::: RECORDS SUPPLIED

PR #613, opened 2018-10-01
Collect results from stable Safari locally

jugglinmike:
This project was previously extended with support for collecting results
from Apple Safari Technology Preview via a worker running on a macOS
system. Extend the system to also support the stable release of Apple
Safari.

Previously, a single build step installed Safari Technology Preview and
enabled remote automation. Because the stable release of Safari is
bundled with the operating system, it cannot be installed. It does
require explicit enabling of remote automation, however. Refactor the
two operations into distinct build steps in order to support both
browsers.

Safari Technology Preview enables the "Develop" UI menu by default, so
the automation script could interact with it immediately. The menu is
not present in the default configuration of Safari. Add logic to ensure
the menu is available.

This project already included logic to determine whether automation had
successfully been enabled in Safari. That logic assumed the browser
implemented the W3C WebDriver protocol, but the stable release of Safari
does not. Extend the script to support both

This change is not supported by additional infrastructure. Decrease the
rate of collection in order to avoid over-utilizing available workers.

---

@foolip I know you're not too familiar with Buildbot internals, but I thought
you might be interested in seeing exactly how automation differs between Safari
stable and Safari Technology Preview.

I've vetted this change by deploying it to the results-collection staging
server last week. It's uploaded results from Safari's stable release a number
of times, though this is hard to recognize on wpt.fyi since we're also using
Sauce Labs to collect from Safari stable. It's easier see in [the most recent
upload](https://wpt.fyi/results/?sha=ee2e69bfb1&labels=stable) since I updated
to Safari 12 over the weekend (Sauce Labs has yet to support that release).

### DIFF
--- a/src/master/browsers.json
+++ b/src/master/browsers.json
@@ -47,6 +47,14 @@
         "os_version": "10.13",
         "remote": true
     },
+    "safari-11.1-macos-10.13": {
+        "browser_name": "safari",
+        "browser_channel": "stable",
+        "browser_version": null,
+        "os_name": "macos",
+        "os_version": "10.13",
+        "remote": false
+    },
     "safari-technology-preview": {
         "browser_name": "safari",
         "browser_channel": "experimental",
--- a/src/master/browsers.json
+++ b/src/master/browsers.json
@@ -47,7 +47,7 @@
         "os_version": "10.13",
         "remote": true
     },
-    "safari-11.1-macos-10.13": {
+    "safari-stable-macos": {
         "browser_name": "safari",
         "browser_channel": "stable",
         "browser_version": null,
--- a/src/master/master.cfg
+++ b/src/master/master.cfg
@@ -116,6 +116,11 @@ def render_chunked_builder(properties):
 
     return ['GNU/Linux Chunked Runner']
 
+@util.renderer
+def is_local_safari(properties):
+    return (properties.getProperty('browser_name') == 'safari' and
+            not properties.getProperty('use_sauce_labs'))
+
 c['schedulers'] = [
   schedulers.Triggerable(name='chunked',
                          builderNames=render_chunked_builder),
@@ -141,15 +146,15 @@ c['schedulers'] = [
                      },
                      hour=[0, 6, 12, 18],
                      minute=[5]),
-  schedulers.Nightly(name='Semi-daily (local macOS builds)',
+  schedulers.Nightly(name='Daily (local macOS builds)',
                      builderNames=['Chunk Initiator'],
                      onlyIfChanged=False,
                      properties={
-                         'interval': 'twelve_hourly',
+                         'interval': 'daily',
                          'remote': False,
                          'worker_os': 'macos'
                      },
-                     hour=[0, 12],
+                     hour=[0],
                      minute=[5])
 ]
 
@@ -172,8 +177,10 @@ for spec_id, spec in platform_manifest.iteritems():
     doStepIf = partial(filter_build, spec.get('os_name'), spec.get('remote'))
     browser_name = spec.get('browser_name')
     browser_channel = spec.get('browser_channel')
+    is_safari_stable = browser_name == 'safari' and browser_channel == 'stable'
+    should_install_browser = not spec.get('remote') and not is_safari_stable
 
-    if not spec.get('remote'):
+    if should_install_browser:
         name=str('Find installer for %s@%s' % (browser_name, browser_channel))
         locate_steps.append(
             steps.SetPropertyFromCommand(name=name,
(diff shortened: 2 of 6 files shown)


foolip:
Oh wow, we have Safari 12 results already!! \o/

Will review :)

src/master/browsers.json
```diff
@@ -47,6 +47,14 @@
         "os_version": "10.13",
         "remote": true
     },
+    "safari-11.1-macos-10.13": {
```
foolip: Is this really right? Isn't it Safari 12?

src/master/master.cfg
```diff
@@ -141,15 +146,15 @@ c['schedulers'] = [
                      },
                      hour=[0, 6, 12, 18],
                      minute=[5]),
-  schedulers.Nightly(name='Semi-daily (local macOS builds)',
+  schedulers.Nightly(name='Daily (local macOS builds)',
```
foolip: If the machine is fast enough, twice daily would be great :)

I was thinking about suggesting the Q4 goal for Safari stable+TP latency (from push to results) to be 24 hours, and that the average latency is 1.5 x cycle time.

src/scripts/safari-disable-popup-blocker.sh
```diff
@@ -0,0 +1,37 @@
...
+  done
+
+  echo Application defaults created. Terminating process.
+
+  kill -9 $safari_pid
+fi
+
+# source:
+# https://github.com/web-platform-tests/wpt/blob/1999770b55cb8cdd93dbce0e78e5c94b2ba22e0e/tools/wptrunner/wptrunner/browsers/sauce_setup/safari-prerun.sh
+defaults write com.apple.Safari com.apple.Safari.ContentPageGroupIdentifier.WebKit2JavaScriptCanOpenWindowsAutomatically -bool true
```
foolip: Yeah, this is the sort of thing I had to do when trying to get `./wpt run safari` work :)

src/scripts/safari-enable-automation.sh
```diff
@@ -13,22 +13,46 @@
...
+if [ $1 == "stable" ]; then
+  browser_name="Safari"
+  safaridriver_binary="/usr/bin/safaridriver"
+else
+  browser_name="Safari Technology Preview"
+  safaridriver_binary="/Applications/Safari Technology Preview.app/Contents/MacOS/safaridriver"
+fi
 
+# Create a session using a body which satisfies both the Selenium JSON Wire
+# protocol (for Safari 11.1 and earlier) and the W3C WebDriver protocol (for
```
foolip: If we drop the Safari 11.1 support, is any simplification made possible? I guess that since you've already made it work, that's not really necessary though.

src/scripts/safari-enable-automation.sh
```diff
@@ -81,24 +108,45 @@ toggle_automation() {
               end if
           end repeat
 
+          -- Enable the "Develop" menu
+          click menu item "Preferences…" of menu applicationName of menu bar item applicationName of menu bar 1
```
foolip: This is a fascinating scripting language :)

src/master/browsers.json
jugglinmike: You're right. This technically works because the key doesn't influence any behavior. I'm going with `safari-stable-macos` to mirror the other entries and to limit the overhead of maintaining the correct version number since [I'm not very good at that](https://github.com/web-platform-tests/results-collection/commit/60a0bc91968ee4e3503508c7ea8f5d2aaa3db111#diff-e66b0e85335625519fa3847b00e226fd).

::::::

*WHAT YOU ARE ASKED TO DO*: Repeat the entries above exactly, beginning at their first line and ending with the line that contains "from Apple Safari", with nothing added.

*REPLY TO THE EXERCISE*:
PR #613, opened 2018-10-01
Collect results from stable Safari locally

jugglinmike:
This project was previously extended with support for collecting results
from Apple Safari Technology Preview via a worker running on a macOS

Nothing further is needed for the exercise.